The following year, Carl Smith announced that Pacesetter was working on a "totally new concept in gaming", which he called the "instant adventure roleplaying game." Pacesetter subsequently released Sandman: Map of Halaal, a boxed set designed by Mark Acres and Andria Hayday, with a cover by David Martin, and announced that two more Sandman products would be published; the mystery presented in Map of Halaal would be revealed in the third and final installment.

As a promotion, Pacesetter offered a prize of $10,000 for the first person to correctly guess the identity of their mystery character before the third installment was published. This prize was never claimed. Pacesetter had been chronically underfunded from the start, and shortly after the first installment of Sandman was published, the company folded.
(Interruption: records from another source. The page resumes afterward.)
Issue #3618, opened 2024-07-25
Create UploadDocs Console App for Chatbot


kcesaire:
Create a console app to automate uploading documentation to Azure blob storage

### Release Note Category
- [ ] Feature changes/additions 
- [ ] Bug fixes
- [ ] Internal Infrastructure Improvements
### Release Note Description
No release notes necessary

PR #3682, opened 2024-07-31
Created UploadDocs console app and UploadDocs.Tests

kcesaire:
Created the console app to upload markdown files from GitHub to Azure Blob Storage and created tests to test the console app. Also called the console app from the dnceng-daily-pipeline.
link to issues: [https://github.com/dotnet/dnceng/issues/3618](https://github.com/dotnet/dnceng/issues/3618) [https://github.com/dotnet/dnceng/issues/3826](https://github.com/dotnet/dnceng/issues/3826)


src/Chatbot/UploadDocs/Program.cs
```diff
@@ -1,2 +1,145 @@
...
+        {
+            // Handle or log any exception that occurs during execution
+            Console.WriteLine($"An error occurred: {ex.Message}");
+        }
+    }
+
+    // Method to upload Markdown files from a GitHub repository to Azure Blob Storage
+    public async Task UploadMDFilesToBlob(string githubToken, string connectionString, string owner, string repo, string containerName)
+    {
+        try
```
AlitzelMendez, line 64: do we need the code on this try?
I think all the files are handled later on the code or are theses different files? if not I think we can delete this section

src/Chatbot/UploadDocs/Program.cs
```diff
@@ -1,2 +1,145 @@
...
+
+            // Initialize Azure Blob Storage client
+            BlobServiceClient blobServiceClient = new BlobServiceClient(connectionString);
+            BlobContainerClient containerClient = blobServiceClient.GetBlobContainerClient(containerName);
+
+            // Initialize a counter to track the number of uploaded files
+            int uploadCount = 0;
+
+            // Define the maximum number of pages for pagination (GitHub API limit)
+            int maxPages = 10;
```
AlitzelMendez, line 98: I think the limit is 1000 records, no 10 pages, I get that in this model 10*100 = 1000, but this makes believe that the limit is in the pages and no the records, so someone can increate the number of records per page and this is going to break, you could change your if to have something like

The rights to all of Pacesetter's games were acquired by 54° 40' Orphyte, who in 2012, sold Sandman to Goblinoid Games, who added it to their new Pacesetter product line and released Sandman as a PDF.

==Reception==
Games Magazine included Sandman in its "Top 100 Games of 1985", calling the "Instant Adventure" aspect remarkable, and the four included scenarios "engrossing."
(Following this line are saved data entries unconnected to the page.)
PR #3699, opened 2024-08-01
Rollout scorer using MI to access azure storage table

AlitzelMendez:
We already have a MI installed on the azure function that is used around the code, so I took advantage of that. 

Created ScorecardEntity : ITableEntity because I need to update to ITableEntity, the model lives in other repo: https://github.com/dotnet/dnceng-shared/blob/77fb751f40c92262450af10314e965a1a708857b/src/Microsoft.DotNet.Services.Utility/AzureStorageTableEntities.cs#L44

but is not used in any other place, so it doesn't need to be in other place, I will triple check this and remove the model for the other repository

### DIFF
--- a/src/RolloutScorer/RolloutScorer/Models/ScorecardEntity.cs
+++ b/src/RolloutScorer/RolloutScorer/Models/ScorecardEntity.cs
@@ -1,0 +1,47 @@
+﻿using System;
+using Azure;
+using ITableEntity = Azure.Data.Tables.ITableEntity;
+
+namespace RolloutScorer.Models;
+
+public class ScorecardEntity : ITableEntity
+{
+    public ScorecardEntity()
+    {
+    }
+
+    public ScorecardEntity(DateTimeOffset date, string repo)
+    {
+        PartitionKey = date.ToString("yyyy-MM-dd");
+        RowKey = repo;
+    }
+    
+    public string PartitionKey { get; set; }
+    public string RowKey { get; set; }
+    public DateTimeOffset? Timestamp { get; set; }
+    public ETag ETag { get; set; }
+
+    public int TotalScore { get; set; }
+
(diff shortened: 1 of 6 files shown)


src/RolloutScorer/RolloutScorer/Models/ScorecardEntity.cs
```diff
@@ -0,0 +1,47 @@
+﻿using System;
+using Azure;
+using ITableEntity = Azure.Data.Tables.ITableEntity;
+
+namespace RolloutScorer.Models;
+
+public class ScorecardEntity : ITableEntity
```
mmitche, line 7: It doesn't look like this is referenced in dnceng-shared. Remove it from there?

src/RolloutScorer/RolloutScorer/Utilities.cs
```diff
@@ -72,13 +70,16 @@ public static string HandleApiRedirect(HttpResponseMessage redirect, Uri apiRequ
...
     }
+    public static TableClient GetScorecardsCloudTable()
+    {
+        TableClient tableClient = new TableClient(GetStorageTableEndPoint(), ScorecardsStorageAccount.ScorecardsTableName, new DefaultAzureCredential());
+
+        return tableClient;
+    }
 
-    public static CloudTable GetScorecardsCloudTable(string storageAccountKey)
+    private static Uri GetStorageTableEndPoint()
```
mmitche, line 80: Theres only one reference to GetStorageTableEndpoint(). suggest just inlining this into the caller.

mmitche (approved):
Approved with minor comments.

mmitche:
There's also `RolloutScorerFunction`, which has some SAS uri usage

garath (approved):

mmitche (approved):

garath (approved):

In Issue 41 of Different Worlds (January–February 1986), Greg Costikyan pointed out that Pacesetter's other games were well-executed but dull, and Sandman was quite the reverse: "extremely interesting and poorly done." Costikyan commented, "lf Sandman were not flawed in other respects, one might even call it a work of art, for it sets a mood and induces emotions which no other role-playing game can. Its writing is good, its background imaginative." After describing the opening sequence on the train, Costikyan remarked, "If the players do not feel a frisson of disorientation, they are already dead." However, Costikyan pointed out the numerous errors in the game, which he blamed on "sloppiness": Pictogram cards for the gamemaster had pictures on one side, but the explanation on the reverse was misprinted with the wrong text. Costikyan also pointed out several mistakes in the adventures, and questioned the lack of imagination in the adventures. Costikyan also didn't like the absolute linearity of the adventures, with each scene rigidly following the preceding scene with no chance to change this. Costikyan concluded by giving this game a rating of 3 out of 4 stars, saying, "Sandman is an interesting failure. It is an attempt to do something truly innovative, in both system and background. Alas, it fails, through sloppiness and a failure of imagination. Nonetheless, interesting failures have far more to recommend them than dull successes, and Sandman is far worthier of your attention than most recent role-playing releases."

In Issue 31 of the French games magazine Casus Belli , Jean Balczesak wrote, "After testing Sandman, we can confirm: it is possible to start a campaign less than an hour after purchasing the game!" Balczesak liked the numerous game aids to help both the players and the gamemaster, calling them "numerous and well done. Add to that a very nice color gamemaster screen and you have a game that is pleasant to watch and play." Balczesak's only complaint was the wait until the next set of scenarios was released. Balczesak concluded, "the Adventure is there and we never get bored for a second!"

In his 1990 book The Complete Guide to Role-Playing Games, game critic Rick Swan called this game "a truly original, unquestionably bizarre, and extremely frustrating RPG." Swan also noted that "Smooth writing, clear organization and a number of clever play-aids makes the referee's job remarkably easy." Considering the overall effect of the RPG and its playing aids, Swan commented, "No RPG has ever managed to sustain a hallucinatory atmosphere as successfully as Sandman." But Swan pointed out the big problem with the game: because Parts 2 and 3 of the game were never published, "the secret of the Sandman will never be revealed ... Sandman is the equivalent of a movie with the last twenty minutes forever left on the cutting room floor." For this reason, Swan gave the game a rating of 2.5 out of 4.

In his 1991 book Heroic Worlds, Lawrence Schick called the game system "Innovative" and remarked that "Sandmans predesigned characters and programmed adventures with integral rules make for sort of a group interactive gamebook."